Hi, I am new here. I have been married for 5 years now, and we have 2 daughters ages 4 and 3. I have been suffering with depression for over 2 years now. I am finally on meds that are starting to work a bit and I am able to start thinking for myself a bit. I have been unhappy with my husband, basically before we even got married. 4 months before the wedding he told me that he had been cheating on my our whole relationship. He swears and promises now that he has never done anything since we were married and never will, but you can imagine how little trust I have in him. I am not sexually attracted to him, and he was a very angry person and I was always affraid of his reaction to certain situations. Lately we have talked about it so much and he knows that I wanted to seperate and that I am not happy. He knows I am going through this depression and he is trying to be supportive, but I always wonder if it is because of him that I am in this, he has even said that before too that he thinks he put me here. Lately he has stopped drinking (which was a major problem) but only for 3 months he says, and he is going to the gym to loose weight and get healthy. He is doing all these things, but I just don't think it is worth it. I feel that it is already over inside of me. But, what if that is just the depression talking and I can be happy with him. I try to figure out how to leave, but I can't. we just bought a house, which I could live in and rent out the rooms, but I have kids, so I don't know about that. I don't know if I would be able to afford day care and a place of my own. He just lost his mother in August and his father has already passed away, so he has no one, I am worried that he wouldn't be able to afford child suuport either, I don't know who he would live with, or how he would survive. I know I can't think of him, but I am just so confused I don't know what to do. I am rambling, sorry! I don't knwo how to go about kicking him out if that is the answer either. I have told him many times, I think we need to seperate and he just says No, we will work it out, and I am sick and we can't seperate now becuaes I am sick.... Okay, that's enough ramblilng, thank you for listening, I would love to hear any advise, opinion or anything. 
Thanks!


----------



## bestplayer (Jan 23, 2010)

daisykay said:


> Hi, I am new here.
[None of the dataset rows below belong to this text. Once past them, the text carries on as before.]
PR #1734, opened 2020-12-16
refactor: change tiles to responsive(668)

slcfv3:
-Change the tiles components to responsive instead of adaptive.
-Add dynamic chart feature.


src/new-client/src/App/LiveRates/Tiles/TilePanel.tsx
```diff
@@ -0,0 +1,79 @@
...
+          className="spot-tile"
+          data-qa="analytics-tile__spot-tile"
+          data-qa-id={`currency-pair-${currencyPair.symbol.toLowerCase()}`}
+        >
+          <TileHeader ccyPair={currencyPair} date={date} />
+
+          <TileBodyWrapper isAnalyticsView={isAnalytics}>
+            {isAnalytics ? (
+              <LineChartWrapper isTimerOn={isTimerOn}>
+                <AnalyticsTileChart history={historicPrices} />
```
josepot, line 56: It would be better if the `AnalyticsTileChart` was using the `useHistoricalPrices` hook internally, for 2 reasons: 
- It's data that only the `AnalyticsTileChart` cares about, so better encapsulation.
- It wouldn't trigger unnecessary React updates to the other components.

src/new-client/src/App/LiveRates/Tiles/TilePanel.tsx
```diff
@@ -0,0 +1,79 @@
...
+              </LineChartWrapper>
+            ) : null}
+
+            <PriceControlWrapper>
+              <PriceControls
+                currencyPair={currencyPair}
+                priceData={priceData}
```
josepot, line 63: Same here, `priceData` it's only relevant to the `PriceControls` component.

src/new-client/src/App/LiveRates/Tiles/TilePanel.tsx
```diff
@@ -0,0 +1,79 @@
...
+
+interface Props {
+  id: string
+}
+
+export const TilePanel: React.FC<Props> = memo(({ id }) => {
+  const currentView = useSelectedTileView()
+  const isAnalytics = currentView === TileView.Analytics
+  const currencyPairs = useCurrencyPairs()
+  const currencyPair = currencyPairs[id]
```
josepot, line 33: It would be better to pass the `currencyPair` through props... Either that or have a `useCurrencyPair` hook that accepts the `id` and returns the currencyPair of that id only when there are relevant changes to the given currenyPair.

josepot (approved):
Great work @slcfv3 🎉 ! Thanks a lot!

I'm going to merge this and afterwords I will open another PR addressing the comments that I've made in this PR and other small things.

Let's have a quick catch up when you are around and we can have a look at those changes together.

PR #1739, opened 2020-12-21
refactor: LiveRates refactor

josepot:
I'm sorry to send such a large refactor in one commit. Main differences:
- Better colocation of both state logic:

I have been married for 5 years now, and we have 2 daughters ages 4 and 3. I have been suffering with depression for over 2 years now. I am finally on meds that are starting to work a bit and I am able to start thinking for myself a bit. I have been unhappy with my husband, basically before we even got married. 4 months before the wedding he told me that he had been cheating on my our whole relationship. He swears and promises now that he has never done anything since we were married and never will, but you can imagine how little trust I have in him. I am not sexually attracted to him, and he was a very angry person and I was always affraid of his reaction to certain situations. Lately we have talked about it so much and he knows that I wanted to seperate and that I am not happy. He knows I am going through this depression and he is trying to be supportive, but I always wonder if it is because of him that I am in this, he has even said that before too that he thinks he put me here. Lately he has stopped drinking (which was a major problem) but only for 3 months he says, and he is going to the gym to loose weight and get healthy. He is doing all these things, but I just don't think it is worth it. I feel that it is already over inside of me. But, what if that is just the depression talking and I can be happy with him. I try to figure out how to leave, but I can't. we just bought a house, which I could live in and rent out the rooms, but I have kids, so I don't know about that. I don't know if I would be able to afford day care and a place of my own. He just lost his mother in August and his father has already passed away, so he has no one, I am worried that he wouldn't be able to afford child suuport either, I don't know who he would live with, or how he would survive. I know I can't think of him, but I am just so confused I don't know what to do. I am rambling, sorry! I don't knwo how to go about kicking him out if that is the answer either. I have told him many times, I think we need to seperate and he just says No, we will work it out, and I am sick and we can't seperate now becuaes I am sick.... Okay, that's enough ramblilng, thank you for listening, I would love to hear any advise, opinion or anything.
> Thanks!


daisykay in ur post its not clear what exactly made u fall out of love with ur husband ? and why did u marry him when u said , u were not happy with him before marriage ?
If the reasons for ur not being in love with him are something that can be fixed , u should consider counselling .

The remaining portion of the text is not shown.